Development of an enzyme-linked immunosorbent assay for the detection of gentamycin residues in animal-derived foods

An enzyme-linked immunosorbent assay (ELISA) was developed using a polyclonal antibody with high affinity and specificity for detecting gentamycin in animal-derived foods. The half-maximum inhibition concentration (IC50) and limit of detection (LOD, calculated as IC15) of the ELISA for gentamycin in phosphate buffer were 0.3 and 0.03 ng/ml, respectively.
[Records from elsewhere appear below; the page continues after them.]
PR #225, opened 2022-02-02
Expose Iterables

### LINKED ISSUE #40: Expose Iterables

alphmth:
Fixes #40

### DIFF
--- a/packages/keyv/src/index.js
+++ b/packages/keyv/src/index.js
@@ -57,6 +57,9 @@ class Keyv extends EventEmitter {
 					? iterator(this.opts.store.namespace)
 					: iterator) {
 					const data = typeof raw === 'string' ? this.opts.deserialize(raw) : raw;
+					if (this.opts.store.namespace && !key.includes(this.opts.store.namespace)) {
+						continue;
+					}
 
 					if (typeof data.expires === 'number' && Date.now() > data.expires) {
 						this.delete(key);
--- a/packages/keyv/src/index.js
+++ b/packages/keyv/src/index.js
@@ -57,9 +57,6 @@ class Keyv extends EventEmitter {
 					? iterator(this.opts.store.namespace)
 					: iterator) {
 					const data = typeof raw === 'string' ? this.opts.deserialize(raw) : raw;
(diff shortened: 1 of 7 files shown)


packages/keyv/src/index.js
```diff
@@ -73,7 +70,7 @@ class Keyv extends EventEmitter {
 		// Attach iterators
 		if (typeof this.opts.store[Symbol.iterator] === 'function' && this.opts.store instanceof Map) {
 			this.iterator = generateIterator(this.opts.store);
-		} else if (typeof this.opts.store.iterator === 'function') {
+		} else if (typeof this.opts.store.iterator === 'function' && this.opts.store.opts?.dialect === 'sqlite') { // Iterator only supported for sqlite for now
```
stropicall: @jaredwray added this since I only added for SQLITE for now. I wll add for remaining ones

packages/keyv/src/index.js
```diff
@@ -57,6 +57,9 @@ class Keyv extends EventEmitter {
 					? iterator(this.opts.store.namespace)
 					: iterator) {
 					const data = typeof raw === 'string' ? this.opts.deserialize(raw) : raw;
+					if (this.opts.store.namespace && !key.includes(this.opts.store.namespace)) {
+						continue;
```
stropicall, line 61: we are testing this line in `@Keyv/test-suite` and that is using `Map` as store but in `Keyv` project we are using SQLite store and we are handling same namespace keys in query so this line is not getting tested.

The assay showed low cross-reactivity with other aminoglycoside antibiotics except sisomycin (52.5%), which indicated that the assay had high specificity. The trichloroacetic acid solution was selected as extraction buffer for eight animal-derived foods to effectively eliminate the matrix effect and extract gentamycin. The recoveries for gentamycin from eight fortified food samples, at three concentrations of 8, 20, and 50 μg/kg, were ranged from 69% to 118% and the coefficients of variation were less than 12%. The LODs of this assay for gentamycin in eight chosen animal-derived foods were 3 μg/kg. The whole detecting process could be finished within 1.5 h. The ELISA allows for a rapid, sensitive, specific, accurate, and low-cost determination of gentamycin residues in animal-derived foods.

► We produced a polyclonal antibody with high affinity and specificity for gentamycin. ► We developed a sensitive and accurate ELISA to detect gentamycin residues. ► The trichloroacetic acid solution was selected as extraction buffer. ► The pretreatment procedure of food samples is simple and rapid.